EXERCISE OBJECTIVE: Can you output the records below exactly as they are written?

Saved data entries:
PR #132, opened 2019-04-19
REL: 0.3.0

effigies:
Now's a good time for small annoying bug fixes. It seems unlikely I'll get anything major in before the end of day, although #131 has a chance.

@adelavega I'd prefer not to break neuroscout, so if you can check master, please do.

@mgxd @satra If you've got anything please let me know.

THE ANSWER:
PR #132, opened 2019-04-19
REL: 0.3.0

effigies:
Now's a good time for small annoying bug fixes. It seems unlikely I'll get anything major in before the end of day, although #131 has a chance.

@adelavega I'd prefer not to break neuroscout, so if you can check master, please do.

@mgxd @satra If you've got anything please let me know.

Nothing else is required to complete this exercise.